Save your bacon drippings for a pie like your rainy-day childhood fantasies of the sweet-savory territory between ham and mulled cider.

Prepare the crust as usual: grate 1 cup frozen butter into 3 cups well-salted flour, sprinkle on enough water to make a good collection of dough-lumps, and roll out 2/3 of it to the thickness of five thirty-seconds of an inch.  Place it in a large pie dish, trim a half-inch overhang, liberally smear it with bacon drippings saved from breakfast, and put it in the fridge while you butcher up the apples. Refrigerate the unused portion and the scraps.

Take half a dozen or eight large Braeburn apples (roll your 'r's, and linger on that archaically transposed 'ae') and slice, core, and chop them. Peel them if your feel like the trouble. Mix 3 tablespoons flour, 3 tablespoons sugar, a teaspoon of cinnamon, 1/2 teaspoon of ground cloves (like cloves in the ham, right?) and 1/4 teaspoon of nutmeg. Toss with the apples. Then mix 1/2 c. honey and several tablespoons strong red wine (the wine takes the place of lemon juice). Toss with the apples and let macerate while you roll out the remaining dough for the lattice top. Preheat the oven to 425.

You should have plenty of dough to work with, which I much prefer to patch-and-stretch, just-enough dough. Use a sharp knife or pizza wheel to cut it in half-or-three-quarter-inch strips. Retrieve the chilling crust and moisten its overhanging rim with a few dabs of water. Turn the apples out in the crust and put little bits of bacon fat all over them. Arrange strips in parallel over the top of the apples (the warp); then, starting from the center, arrange the perpendicular strips (the woof), weaving each strip into the warp as you go. Trim off the ends even with the bottom crust, and press them into it. Fold the overhang back on top, press to seal, and flute.
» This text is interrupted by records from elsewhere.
PR #3708, opened 2026-07-25
Core: Preserve empty partition bounds in inspect.manifests

fallintoplace:
# Rationale for this change

Manifest partition summaries encode string bounds as bytes. An empty string is represented by `b""`, but `InspectTable.manifests()` checked encoded bounds by truthiness. As a result, valid empty-string lower and upper bounds were returned as null.

This change checks whether each bound is absent instead, preserving empty values while continuing to return null for missing bounds. This matches Apache Iceberg Java's manifests metadata table.

## Are these changes tested?

Yes. A regression test writes a table partitioned by an identity-transformed string containing an empty value and verifies that both manifest partition bounds remain empty strings.

- `PYTHONPATH=. uv run pytest tests/table/test_inspect.py -q` (5 passed)
- `PYTHONPATH=. uv run --extra datafusion --extra pyiceberg-core pytest -p no:cacheprovider tests/table -q` (328 passed)
- `make lint`

Yes. `table.inspect.manifests()` now reports empty-string partition bounds as empty strings instead of null. There are no API changes.

### DIFF
--- a/tests/table/test_inspect.py
+++ b/tests/table/test_inspect.py
@@ -21,8 +21,10 @@ import pyarrow as pa
 import pytest
 
 from pyiceberg.conversions import to_bytes
+from pyiceberg.partitioning import PartitionField, PartitionSpec
 from pyiceberg.schema import Schema
 from pyiceberg.table.inspect import _readable_bound
+from pyiceberg.transforms import IdentityTransform
 from pyiceberg.types import NestedField, StringType
 from tests.catalog.test_base import InMemoryCatalog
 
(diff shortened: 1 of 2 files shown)


tests/table/test_inspect.py
```diff
@@ -68,3 +70,14 @@ def test_inspect_entries_and_files_render_null_bound(catalog: InMemoryCatalog) -
     files_metrics = tbl.inspect.files().to_pydict()["readable_metrics"][0]["s"]
     assert files_metrics["lower_bound"] is None
     assert files_metrics["upper_bound"] is None
+
+
+def test_inspect_manifests_preserves_empty_string_bounds(catalog: InMemoryCatalog) -> None:
+    schema = Schema(NestedField(1, "s", StringType(), required=False))
```
ebyhr: `required=False` looks redundant.

tests/table/test_inspect.py
```diff
@@ -68,3 +70,14 @@ def test_inspect_entries_and_files_render_null_bound(catalog: InMemoryCatalog) -
...
+    spec = PartitionSpec(PartitionField(1, 1000, IdentityTransform(), "s"))
+    tbl = catalog.create_table("default.empty_string_partition", schema, partition_spec=spec)
+    tbl.append(pa.table({"s": [""]}, schema=pa.schema([pa.field("s", pa.large_string(), nullable=True)])))
```
ebyhr: `nullable=True` looks redundant.

ebyhr (approved):

fallintoplace:
I just rebased, please check again.

Fokko (approved):
Great catch @fallintoplace 🙌  Thanks for the review @ebyhr

PR #3710, opened 2026-07-26
Update docs and version pins for DataFusion 52 support

VVKot:
# Rationale for this change

Noticed that the docs are stale, and version pins are not aligned with the DataFusion 52.

Note that this does NOT introduce support for a new DataFusion version, just reconciles the docs and pins to match the DataFusion pin

## Are these changes tested?

No testing needed.

pyiceberg-core min version is increased, but older versions wouldn't have worked with newer DataFusion already.


VVKot:
Superseded by https://github.com/apache/iceberg-python/pull/3711

PR #3717, opened 2026-07-27
Implement list_views to the Hive catalog

nhuantho:
# Rationale for this change
I want to add list_views to the Hive catalog

## Are these changes tested?
Added test_list_views

### DIFF
--- a/pyiceberg/catalog/hive.py
+++ b/pyiceberg/catalog/hive.py
@@ -59,6 +59,7 @@ from pyiceberg.catalog import (
     METADATA_LOCATION,
     TABLE_TYPE,
     URI,
+    ICEBERG_VIEW,
     MetastoreCatalog,
     PropertiesUpdateSummary,
 )
@@ -480,7 +481,28 @@ class HiveCatalog(MetastoreCatalog):
 
     @override
     def list_views(self, namespace: str | Identifier) -> list[Identifier]:
-        raise NotImplementedError
+        """List Iceberg views under the given namespace in the catalog.
+
+        When the database doesn't exist, it will just return an empty list.
+
+        Args:
+            namespace: Database to list.
+
+        Returns:
+            List[Identifier]: list of views identifiers.
+
+        Raises:
+            NoSuchNamespaceError: If a namespace with the given name does not exist, or the identifier is invalid.
+        """
+        database_name = self.identifier_to_database(namespace, NoSuchNamespaceError)
+        with self._client as open_client:
+            return [
+                (database_name, table.tableName)
+                for table in open_client.get_table_objects_by_name(
+                    dbname=database_name, tbl_names=open_client.get_all_tables(db_name=database_name)
+                )
+                if table.parameters.get(TABLE_TYPE, "").lower() == ICEBERG_VIEW
+            ]
 
     @override
     def view_exists(self, identifier: str | Identifier) -> bool:
--- a/pyiceberg/catalog/hive.py
+++ b/pyiceberg/catalog/hive.py
@@ -483,8 +483,6 @@ class HiveCatalog(MetastoreCatalog):
     def list_views(self, namespace: str | Identifier) -> list[Identifier]:
         """List Iceberg views under the given namespace in the catalog.
 
-        When the database doesn't exist, it will just return an empty list.
-
         Args:
             namespace: Database to list.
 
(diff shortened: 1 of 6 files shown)


pyiceberg/catalog/hive.py
```diff
@@ -480,7 +481,28 @@ def register_table(self, identifier: str | Identifier, metadata_location: str, o
 
     @override
     def list_views(self, namespace: str | Identifier) -> list[Identifier]:
-        raise NotImplementedError
+        """List Iceberg views under the given namespace in the catalog.
+
+        When the database doesn't exist, it will just return an empty list.
```
ebyhr: I think we should throw an exception if the database doesn't exist.

pyiceberg/catalog/hive.py
```diff
@@ -480,7 +481,28 @@ def register_table(self, identifier: str | Identifier, metadata_location: str, o
...
+            NoSuchNamespaceError: If a namespace with the given name does not exist, or the identifier is invalid.
+        """
+        database_name = self.identifier_to_database(namespace, NoSuchNamespaceError)
+        with self._client as open_client:
+            return [
+                (database_name, table.tableName)
+                for table in open_client.get_table_objects_by_name(
+                    dbname=database_name, tbl_names=open_client.get_all_tables(db_name=database_name)
+                )
+                if table.parameters.get(TABLE_TYPE, "").lower() == ICEBERG_VIEW
```
ebyhr, line 505: Getting all tables and filtering them at the caller's side is slow, and HMS may become unstable. We should consider providing a VIRTUAL_VIEW condition. 

However, follow-up is still acceptable. Pre-existing for list_tables.

pyiceberg/catalog/hive.py
```diff
@@ -480,7 +481,28 @@ def register_table(self, identifier: str | Identifier, metadata_location: str, o
...
+        When the database doesn't exist, it will just return an empty list.
+
+        Args:
+            namespace: Database to list.
+
+        Returns:
+            List[Identifier]: list of views identifiers.
+
+        Raises:
+            NoSuchNamespaceError: If a namespace with the given name does not exist, or the identifier is invalid.
```
ebyhr:
```
When the database doesn't exist, it will just return an empty list.
...
NoSuchNamespaceError: If a namespace with the given name does not exist
```

These sentences appear contradictory.

tests/catalog/test_hive.py
```diff
@@ -1144,6 +1144,38 @@ def test_create_database_already_exists() -> None:
     assert "Database default already exists" in str(exc_info.value)
 
 
+def test_list_views(hive_table: HiveTable) -> None:
```
ebyhr, line 1147: Can we add an integration test? Create a view by Spark, and list it by PyIceberg.

tests/catalog/test_hive.py
```diff
@@ -1144,6 +1144,38 @@ def test_create_database_already_exists() -> None:
...
+    catalog._client.__enter__().get_table_objects_by_name.return_value = [tbl1, tbl2, tbl3, tbl4]
+
+    got_tables = catalog.list_views("database")
+    assert got_tables == [("database", "table1"), ("database", "table2")]
+    catalog._client.__enter__().get_all_tables.assert_called_with(db_name="database")
+    catalog._client.__enter__().get_table_objects_by_name.assert_called_with(
+        dbname="database", tbl_names=["table1", "table2", "table3", "table4"]
+    )
+
+
```
ebyhr, line 1178: I recommend adding a negative test - specifying a non-existing database.

pyiceberg/catalog/hive.py
nhuantho: It makes sense; I will fix it.

tests/catalog/test_hive.py
nhuantho: I added `test_list_views_to_namespace_does_not_exists`

tests/catalog/test_hive.py
nhuantho: I added an integration test for HiveCatalog.list_views

jayceslesar:
Please move the integration test to the common suite https://github.com/apache/iceberg-python/blob/main/tests/integration/test_catalog.py#L624

jayceslesar:
Sorry I should have been a little more explicit, the common catalog integration test suite is designed to cover as much testing as possible while re-using the same tests, just different catalog features. I think it would be wise to properly add a list_views test for the hive catalog in there, instead of just copying the new test in.

nhuantho:
@jayceslesar, thanks for your suggestion.

tests/integration/test_hive_catalog.py
```diff
@@ -0,0 +1,76 @@
...
+    spark.sql(f"""
+        CREATE VIEW {second_view_identifier} AS
+        SELECT id, name, dt
+        FROM {table_identifier}
+    """)
+
+    views = set(session_catalog_hive.list_views(namespace))
+
+    assert (namespace, first_view_name) in views
+    assert (namespace, second_view_name) in views
```
ebyhr, line 73: Can we ensure `views` don't contain a table?

tests/catalog/test_hive.py
ebyhr: I don't think the added test is helpful. The actual behavior still returns an empty list. I recommend testing the behavior with integration tests.

tests/integration/test_hive_catalog.py
nhuantho: @ebyhr sure, you can see it at line 76.

tests/catalog/test_hive.py
nhuantho: ok, I will adđ it to the integration test

nhuantho: @ebyhr thank you. I rechecked the logic, and I realized I was wrong about the logic of checking the namespace. So, I fixed `test_list_views_to_namespace_does_not_exists` and added `test_list_views_non_existent_namespace`.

Slip the pie into the oven, reducing the heat to 350 when the crust is just starting to gild, some 15-20 minutes into the baking. Stack the crust trimmings, press together, and add to your secret stash of pie dough -- which you ought to use up in the next few days, for breakfast turnovers or another pie or cinnamon pinwheels. The pie is done about half an hour after it starts smelling unearthly -- when it bubbles thick towards the center.

Serve warm with ice cream.

1 comment:

WCrawford said...

'Twas even better than the bacon we had this morning to inspire this beauty!